Veteran Viacom executive Thomas Dooley, currently the company's chief operating officer, will become its interim CEO and president until Sept. 30, the final day in the company's fiscal year. Dauman will continue on as corporate board executive chairman until Sept. 13 and will have the chance to present his proposal to the Viacom board to sell a major stake of Paramount to a Chinese investor.
The board, which will soon have five additional Redstone-approved members, is expected to reject Dauman's Paramount proposal. Five others with ties to Dauman will resign or cycle off as their terms expire. Though Viacom is publicly traded, National Amusements owns 10 percent of Viacom's equity and 80 percent of its voting shares. National Amusements has already kicked Dauman off its board.
Dauman was for years a trusted lawyer, adviser and chief protege of Sumner Redstone. Dauman cited what he said was Redstone's support in proposing to sell the stake in Paramount; Redstone's representatives said he actually opposed the sale, and Dauman later said he had misunderstood.
Redstone also objected to the precipitous drop in Viacom's stock price: it has lost about 40 percent of its value in the past three years. Additionally, Dauman's critics inside and outside the company say it has experienced a brain drain among the executive ranks and an astonishing loss of creative talent. Exhibit A: Comedy Central, where the loss of Jon Stewart, John Oliver, Stephen Colbert, Samantha Bee, Jason Jones and Key & Peele sting (even, or especially, in the case of Colbert, now a marquee name at CBS, which is also controlled by National Amusements).

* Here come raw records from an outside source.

PR #4577, opened 2025-05-13
v3.2: Only use YAML for examples

handrews:
IIRC, we discussed a while ago that we don't need both JSON and YAML examples.  And there are many examples now that are only shown in YAML.  This standardizes on YAML for all OAD examples.  In addition to cutting down on the ever-growing length of the spec, I find this more readable when there are a bunch of examples in a row, as you're not constantly skipping over duplicates.

We still use JSON for example payloads, and there is one example in Appendix F that discusses retrieving OADs by content type, so those continue to show JSON.

Also standardize on lowercase language names for fenced code blocks, as that was more common (I think the uppercase ones were mostly added by me).

### DIFF
--- a/src/oas.md
+++ b/src/oas.md
@@ -152,14 +152,7 @@ Occasionally, non-backwards compatible changes may be made in `minor` versions o
 ### Format
 
 An OpenAPI Document that conforms to the OpenAPI Specification is itself a JSON object, which may be represented either in [[RFC8259|JSON]] or [[YAML|YAML]] format.
-
-For example, if a field has an array value, the JSON array representation will be used:
-
-```json
-{
-  "field": [1, 2, 3]
-}
-```
+Examples in this specification will be shown in YAML for brevity.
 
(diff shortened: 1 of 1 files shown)


ralfhandl:
> we don't need both JSON and YAML examples

Correct, the same example in both JSON and YAML is redundant.

However I'd like to have some examples in JSON only, and some in YAML only, to avoid the impression that YAML is preferred or even mandatory.

ralfhandl (changes requested):
> we don't need both JSON and YAML examples

Correct, the same example in both JSON and YAML is redundant.

However I'd like to have some examples in JSON only, and some in YAML only, to avoid the impression that YAML is preferred or even mandatory.

handrews:
@ralfhandl if later on you want to switch some to JSON to balance it out, I definitely will not object.  But I appreciate being able to reduce the duplication for now as a first step. 🙏

mikekistler (approved):
Looks good! 👍

PR #4579, opened 2025-05-14
Allow IRIs for XML namespaces

handrews:
XML allows IRIs for namespaces, and compares them without any encoding or decoding.  This means that our requirement that namespaces are URIs will cause comparisons with other tools that use IRIs (without mapping them down to URIs) to fail.

This change relaxes the description and allows the use of unencoded IRIs, which allows us to remove a cumbersome warning.


ralfhandl (approved):

mikekistler (approved):
Looks good! 👍

PR #4585, opened 2025-05-15
feat: adds uint16, 32 and 64 formats

### LINKED ISSUE #4564: Format extension registry: unsigned integer types (`uint16`, `uint32`, `uint64`)
I’m proposing to add the following unsigned integer types:

value | description | JSON data type
--  | -- | --
`uint16` | unsigned 16-bit integer | number
`uint32` | unsigned 32-bit integer | number
`uint64` | unsigned 64-bit integer | number, string (same caveats as `int64`)

The `uint32` and `uint64` formats are already in use by `gnostic`.

This is effectively a repeat of https://github.com/OAI/OpenAPI-Specification/issues/2617, now that there is an extension registry, as it looks like only `uint8` was added when that registry was created.

baywet:
fixes #4564

### DIFF
--- a/registries/_format/uint16.md
+++ b/registries/_format/uint16.md
@@ -1,0 +1,15 @@
+---
+owner: baywet
+issue: 4564
+description: unsigned 16-bit integer
+base_type: number
+layout: default
+source: https://spec.openapis.org/oas/latest.html#data-types
+source_label: OAS
+---
+
+{% capture summary %}
+The `{{page.slug}}` format represents an unsigned 16-bit integer, with the range 0 to 65535.
+{% endcapture %}
+
+{% include format-entry.md summary=summary %}
--- a/registries/_format/uint32.md
+++ b/registries/_format/uint32.md
@@ -1,0 +1,15 @@
+---
+owner: baywet
+issue: 4564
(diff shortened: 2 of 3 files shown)


mikekistler (approved):
Looks good! 👍

lornajane (approved):
Thanks for adding these

karenetheridge:
This was created and merged so quickly I didn't have a chance to flag an issue with this...

There is no need for an integer type to be represented as a string in JSON (or YAML, or whatever other serialization format is being used).  If the language/implementation/architecture cannot interpret the value as a native integer, then it can decode it into whatever makes sense for that architecture, and the format validation can then know that it is intended to represent a very large number for the purpose of its validation.

Allowing this value to be a string, for the purpose of encoding into JSON/YAML/etc, is not the right level of abstraction.

baywet:
So then we should remove the string JSON data type from:
- uint64
- int64
- decimal
- decimal128

?

karenetheridge:
Yes, I don't see why we need it, and it only adds complication.

karenetheridge:
After a good conversation with @hudlow I have realized I was wrong here! I will open a new PR to correct this, with some more explanation.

Former Viacom CEO Tom Freston, who was himself fired by Redstone a decade ago next month, told NPR in June that the story of the company was one of decline. "It went from really being number one in its class, as a cable networker and as a creative enterprise, to pretty much the bottom of the barrel," Freston said.
Dauman had defended the mental capabilities of Redstone, now 93, as recently as last year when it was an issue in a lawsuit filed by an ex-girlfriend of the media mogul. Once that was dismissed, however, Dauman challenged his former mentor's capacities. This week's settlement will allow Sumner Redstone to avoid disclosures in court about mental competence, physical frailties and personal peccadillos, as well as the potential loss of control of much of the media empire he assembled.
Shari Redstone, Sumner's 62-year-old daughter by his first marriage, had long been estranged from her father. The settlement allows her to avoid inconvenient questions about the timing of their reconciliation, which neatly dovetailed with her ability to help take control of Viacom and CBS through National Amusements.